Secondly, we note that the small difference in the very low concentrations of triglycerides (three fatty acids attached to a glycerol backbone), considered to be “normal” up to 150 mg/dL, mirrors the small difference in the lipoproteins that carry most of the triglycerides: the CM (90% triglycerides) and VLDL (62% triglycerides). Low triglyceride levels with low glucose and insulin levels equate to efficient metabolic use of fats.

And thirdly, we find that for 4 litres of blood, if we assume simple rounded figures of 100 mg/dL of LDL and 100 mg/dL of HDL, the total amount of cholesterol being carried around in the bloodstream is about 3000 mg: 40 dL*(50%*100 mg/dL + 25%*100 mg/dL). This is just 3 grams in the entire blood supply for a body weight of 58 kg! And an additional 1300 mg of cholesterol per day—almost half of the cholesterol in the bloodstream—from eating 6 eggs, and this for 6 consecutive days that supplied a total of 7800 mg of cholesterol, did not affect the lipoprotein concentration.
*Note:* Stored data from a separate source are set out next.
Issue #1205, opened 2019-05-21
Sorting the Buy Parts Menu freezes it.


Rod995:
### Environment
`MekHQ 0.45.4`

`Windows 10 (64-bit)`

`Java version 1.8.0_191`

### Description
So I went into the menu to buy items, right?
Decided that I wanted to see the most expensive thing, so I sorted it by cost, and it just becomes unresponsive.
No, "This Application has become Unresponsive", it just stops responding to input, or at least that window does. The main campaign menu still seems responsive.

#### Steps
`Open Campaign.`
`Go to 'Purchase Parts' menu.`
`Sort by cost by clicking on the tab for cost.`
`At this time it should become unresponsive.`

### Files
`Campaign File`
[230751002.zip](https://github.com/MegaMek/mekhq/files/3204678/230751002.zip)

`Custom Units`
[2.zip](https://github.com/MegaMek/mekhq/files/3204672/2.zip)

`MekHQ Log`
[mekhqlog.txt](https://github.com/MegaMek/mekhq/files/3204669/mekhqlog.txt)

sixlettervariables:
The sorters in PartsTableDialog.java are the cause:
https://github.com/MegaMek/mekhq/blob/5ea5a4fc55ea48773fc2533145f21afdd41248bb/MekHQ/src/mekhq/gui/dialog/PartsStoreDialog.java#L753-L782

sixlettervariables:
Along with repeated calls to `Campaign::getTargetForAcquisition`.

sixlettervariables:
The other cause: if you exit with an expensive column sorted, it'll launch with that sort enabled. I have a partial fix (sorting is faster), but the initial load will be slow if the last sorted column is expensive.

VicenteCartas:
If the initial sorting is problematic, we could also disable remembering the preferences for this table in concrete.

sixlettervariables:
Ok, I the partial fix has landed. In *most* cases it should be must faster sorting.

sixlettervariables:
Closed by #1207

PR #1207, opened 2019-05-24
Improve Purchase Parts performance #1205

sixlettervariables:
This improves the purchase parts dialog's performance through a few improvements:

1. Introduce proxy objects to memoize expensive properties.
2. Ensure sorting is performed on native values and not by parsing strings.
3. Directly return values to the table rather than creating strings.

This is a partial fix for #1205.

This does not address part details sorting.

### DIFF
--- a/MekHQ/src/mekhq/gui/dialog/PartsStoreDialog.java
+++ b/MekHQ/src/mekhq/gui/dialog/PartsStoreDialog.java
@@ -29,6 +29,7 @@ import java.awt.GridBagConstraints;
 import java.awt.GridBagLayout;
 import java.awt.Insets;
 import java.util.ArrayList;
+import java.util.Objects;
 import java.util.ResourceBundle;
 
 import javax.swing.DefaultComboBoxModel;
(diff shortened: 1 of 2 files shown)


MekHQ/src/mekhq/gui/dialog/PartsStoreDialog.java
```diff
@@ -28,9 +28,7 @@
 import java.awt.GridBagConstraints;
```
sixlettervariables: Best reviewed with whitespace ignored.

MekHQ/src/mekhq/gui/dialog/PartsStoreDialog.java
```diff
@@ -377,181 +386,381 @@ public void filterParts() {
...
+        case SG_BA_SUIT:
+            return "Battle Armor Suits";
+        case SG_OMNI_POD:
+            return "Empty OmniPods";
+        default:
+            return "?";
+        }
+    }
+
+    private Person getLogisticsPerson() {
```
NickAragua: Does this get re-initialized every time the window is re-opened? I'm perfectly happy with a cached approach, but it may run into issues if you open the parts window, close it, then your logistics person changes, then you open it back up again.

MekHQ/src/mekhq/gui/dialog/PartsStoreDialog.java
```diff
@@ -377,181 +386,381 @@ public void filterParts() {
...
+            @Override
+            public int compareTo(FormattedValue<T> o) {
+                if (null == o) {
+                    return -1;
+                }
+                return getValue().compareTo(o.getValue());
+            }
+        }
+
+        public class PartProxy {
```
NickAragua: This is pretty good, could you add a comment explaining a bit about what the purpose of it is? Same with TargetProxy.

MekHQ/src/mekhq/gui/dialog/PartsStoreDialog.java
sixlettervariables: Yes, these dialog instances are not cached or stored.

MekHQ/src/mekhq/gui/dialog/PartsStoreDialog.java
sixlettervariables: Yep.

This leads us back to the hypothesis presented in the first paragraphs: the amount of cholesterol you eat should not really affect the amount of cholesterol in the blood. And although a quick experiment on a single person is far from being definitive proof of anything, this one clearly indicates, at least for me, that increasing intake of dietary cholesterol by an amount that is close to half of the total cholesterol circulating in the bloodstream, and doing this each day for 6 days in a row, does not raise lipoprotein concentrations (in this case, they went down slightly) when comparing the values measured at the same time in the late afternoon after a 24 hour fast once at the start of the week and 7 days later.

Furthermore, based on the sensible assumption that cholesterol synthesis by the liver is a response to the body’s needs, but also ability to manufacture it, if absorption of intestinal cholesterol is not nil but varies depending on the body’s needs, then supplying more dietary cholesterol may help ease the requirements on the liver for manufacturing the quantities needed. Therefore, this “help” to the liver can only be viewed as favourable considering the extreme importance of this organ for good health. It could also be that most or even all the additional dietary cholesterol was simply excreted in the stools. But in any case, it is absolutely certain that eating this huge amount of cholesterol every day did not affect lipoprotein concentrations in the blood after the period of fasting.

What I would like to do is to evaluate dietary cholesterol absorption on me, a 40-year old man in excellent health, by adopting an extreme diet of eating only eggs and water (this will remove the influence of other foods and nutrients and therefore reduce significantly the number of variables that can influence cholesterol synthesis and absorption), and take minimal blood samples at regular time intervals such as every hour or every couple of hours. By evaluating the changes in cholesterol transporters we would be able to estimate how much is absorbed because we know that lipids from the intestines are transported to the blood mostly by CM and VLDL, whereas HDL and LDL are mostly responsible for transport to and from the liver.

In any case, as we have seen here, but also as I mentioned in my opening sentences that we have known for a rather long time, dietary cholesterol does not influence blood cholesterol much. So please, when you hear someone say that we should avoid eating too much cholesterol because they have “high cholesterol”, you don’t need to say anything if you don’t want to, but remember at least this: cholesterol is so important and so good for us, that the liver and cells themselves will always do everything to supply the all the cholesterol that is needed, whatever that is at a particular time, and no matter how little or how much we get from our food. And maybe it is even the case that eating more cholesterol actually helps the liver and cells meet the body’s continuous demands throughout the day and night of this vital substance.